Tax dollars hidden in shale: Policy Matters says extra money would help budget

Columbus Dispatch - December 20, 2011
   

By Spencer Hunt

Ohio could collect an additional $528 million over the next four years if it increased taxes on oil and natural-gas production to levels that Michigan and West Virginia charge energy companies, according to a new report.

The money could help offset state budget cuts made to local governments and schools and ease feared environmental and public costs associated with an expected boom in shale drilling, said Wendy Patton, senior project director for Policy Matters Ohio, the liberal-leaning, Cleveland-based advocacy group that issued the report.

Ohio currently collects 3 cents per 1,000 cubic feet of gas and 20 cents per barrel of oil. The state collected $2.55 m illion from oil and gas production in 2010, according to the Ohio Department of Taxation.

The Utica shale in Ohio is expected to hold huge quantities of oil and gas, prompting energy companies from across the country to buy up drilling rights.

“There are upfront costs of drilling, particularly maintenance of roads,” Patton said. “This industry also brings unusual financial risks associated with pollution.”

Officials with Gov. John Kasich’s office wouldn’t say if they would support the idea. But Rob Nichols, a Kasich spokesman, said Policy Matters typically supports “big government” and increased spending.

“They want more money spent and more taxes to support it, period,” Nichols said.

A spokesman for the oil and gas industry said higher taxes would slow the pace of shale drilling in Ohio and the jobs that would come from it.

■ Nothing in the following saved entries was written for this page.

PR #1249, opened 2022-03-16
fix: Allow raw patch requests

FaHeymann:
## Summary

At the moment using `cma.raw.patch` fails with `Unknown endpoint` thrown in https://github.com/contentful/contentful-management.js/blob/master/lib/adapters/REST/rest-adapter.ts#L69-L71 It looks to me like the `patch` method is just missing in the Http endpoint module.

## Description

Add a patch method to the Http endpoint module.

When adding a new method:

### DIFF
--- a/lib/adapters/REST/endpoints/http.ts
+++ b/lib/adapters/REST/endpoints/http.ts
@@ -26,6 +26,14 @@ export const put: RestEndpoint<'Http', 'put'> = <T = any>(
   return raw.put<T>(http, url, payload, config)
 }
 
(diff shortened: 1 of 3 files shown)


thomasspiesser:
Do we know how we communicate with the entires patch EP currently?

FaHeymann:
Entry has a dedicated one, so there we don't have to use the `raw` Entity type https://github.com/contentful/contentful-management.js/blob/master/lib/adapters/REST/endpoints/entry.ts#L46-L64

andipaetzold (approved):

PR #1262, opened 2022-03-24
Add task.getManyForEntry

dmsolutionsmn:
## Summary

Add task.getManyForEntry

## Description

This adds the task.getManyForEntry method.  The `getAll` is a bit of a misnomer as it does not support paging and does not in fact get "ALL".

## Motivation and Context

When an entry has over 100 tasks (even resolved tasks) you can not get them all without using the `raw` endpoint.  The raw endpoint is not allowed from a plugin app, thus making it hard to get all the tasks for an entry.

- [X - integration couldn't be run locally] Both unit and integration tests are passing

When adding a new method:

- [- skipped as no tests were written for other task endpoints] Added a unit test for the new method
- [- skpped as no existing getAll etc] Added an integration test for the new method
- [X] The new method is added to the documentation


Chaoste (approved):
Changes look good to me :)

Chaoste:
Hey, I just read your Pr description again and saw your feedback on `task.getAll`. You're right that this is not formerly correct and we usually name it `getMany`. Should we rename it? wdyt?

Chaoste:
Some stuff was missing and the pipeline didn't work for some reason.

PR #1267, opened 2022-03-29
feat: rename getAll to getMany for tasks and comments

Chaoste:
## Summary

- Add task.getManyForEntry
- feat: rename to getManyForEntry for consistency and allow passing pagination parameters

BREAKING CHANGE: Rename `getAll` to `getManyForEntry` for tasks and comments in plain client.

## Description

Due to pipeline issues in https://github.com/contentful/contentful-management.js/pull/1262 and some missing fixes & improvements I cherry picked the commit by @dmsolutionsmn (for keeping authorship) and added the refactoring & fix.

When adding a new method:

### DIFF
--- a/lib/adapters/REST/endpoints/comment.ts
+++ b/lib/adapters/REST/endpoints/comment.ts
@@ -27,7 +27,7 @@ export const get: RestEndpoint<'Comment', 'get'> = (
   params: GetCommentParams
 ) => raw.get<CommentProps>(http, getCommentUrl(params))
 
-export const getManyForEntry: RestEndpoint<'Comment', 'getManyForEntry'> = (
+export const getMany: RestEndpoint<'Comment', 'getMany'> = (
   http: AxiosInstance,
   params: GetEntryParams & QueryParams
 ) =>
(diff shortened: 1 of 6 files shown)


giotiskl (approved):

andipaetzold (changes requested):
Changing the name of the action from `getAll` to `getManyForEntry` is a breaking change and would break all existing apps using that method via the cma adapter

marcolink:
I suggest adding a deprecation warning for `getAll` and introducing `getManyForEntry` additionally for the reasons @andipaetzold mentioned.

marcolink:
Sorry, I might have not read things carefully enough.

Chaoste:
Mmmh, so do we roll out changes to methods in CMA only with new major versions? Totally makes sense to me but I wasn't aware of it so far 😅 
This thing is not urgent because it's only about the clean-up in CMA, it doesn't really add functionality. So how about this is on hold until the next major version? That being said, is there a release plan?

andipaetzold (approved):

PR #1274, opened 2022-04-06
feat: added new permission, actor, and action types to sdk [HOMER-684]

mdmjg:
## Summary

Added SDK types for WorkflowStepPermission, WorkflowStepPermissionActors, WorkflowStepPermissionTypes, and WorkflowStepPermissionEffect


lib/entities/workflow-definition.ts
```diff
@@ -14,6 +14,33 @@ import { wrapCollection } from '../common-utils'
 import enhanceWithMethods from '../enhance-with-methods'
 import { ActionType } from './role'
 
+/* Workflow Step Permission */
+
+export type WorkflowStepPermissionActors = 'all' | Link<'User'>[] | Link<'Team'>[]
```
Chaoste, line 19:
```suggestion
export type WorkflowStepPermissionActors = 'all' | Array<Link<'User'> | Link<'Team'>>
```
Currently, it would only allow a list of users or a list of teams. I assume we would also accept a mixed list, won't we?

Chaoste: It would be even more correct to say we require at least one entry in that list.

```suggestion
type NonEmptyArray<T> = [T, ...T[]];
export type WorkflowStepPermissionActors = 'all' | NonEmptyArray<Link<'User'> | Link<'Team'>>
```

Copied from [this SO post](https://stackoverflow.com/a/56006703/17269164).

Chaoste (changes requested):
looks good except for one comment

Chaoste (approved):
LGTM!

PR #1279, opened 2022-04-11
feat(release): update release query options type with new query params [SPA-538]

luizfonseca:
## Summary

- Adds more type hints for the possible query options when using `environment.getReleases` (Client) or `releases.getMany` (PlainClient)

## Description

- More type hints and explanations for the filters available when querying releases.

When adding a new method:


mshaaban0 (approved):
💅🏼 💅🏼

PR #1280, opened 2022-04-11
fix(tests): remove .only from release test []

luizfonseca:
## Summary

- A `.only` flag ended up being committed into `master`, this PR removes the flag.

When adding a new method:


mshaaban0 (approved):
💅

PR #1285, opened 2022-04-12
refactor: [] use new shape of app actions

shikaan:

When adding a new method:


andipaetzold (approved):
Keep in mind that `refactor:` won't trigger a new version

“All this policy group is saying is ‘Let’s go and rake this industry and see if you can get more revenue out of it,’  ” said Tom Stewart, vice president with the Ohio Oil and Gas Association.

The Policy Matters report, “Beyond the Boom: Ensuring adequate payment for mineral wealth extraction,” is the latest wrinkle in the growing interest in Ohio’s Utica shale, from which oil and gas can be removed with the help of horizontal drilling and “fracking.”

The process injects millions of gallons of water laced with chemicals into wells to shatter the shale and free trapped oil and gas.

More than 3,800 natural-gas wells have been drilled into the Marcellus shale in Pennsylvania since 2005. Pennsylvania doesn’t tax oil- and gas-well production, Patton said.

Last year, Pennsylvania lawmakers defeated a bill that would have imposed a 39-cent tax for every 1,000 cubic feet of natural gas produced, according to news reports.

Elizabeth Brassell, a spokeswoman for the Pennsylvania Department of Revenue, said Gov. Tom Corbett opposes such taxes.

“The position of the Corbett administration is that an additional tax would be unfair,” Brassell said.

The Policy Matters report estimates that Ohio would raise $538 million from 2012 through 2015 if it charged a 5 percent tax on the value of the natural gas that the shale wells produce.

Patton said the state also should charge 5 percent rates on the value of oil, propane, butane and ethane produced.

She said Michigan and West Virginia charge the same 5 percent tax rates, which haven’t slowed drilling. She said Texas’ 7.5 percent tax and Oklahoma’s 7 percent tax haven’t slowed shale drilling in those states, either.

Just how much oil-and-gas tax money could be collected is a matter of conjecture. The Policy Matters report bases its $538 million figure on a four-year shale-drilling production estimate that the Ohio Oil and Gas Association released in a September report.

The Oil and Gas Association also estimated that shale drilling would help create 200,000 jobs by 2015. On Friday, Ohio State University researchers said 20,000 new jobs would be a more-realistic estimate.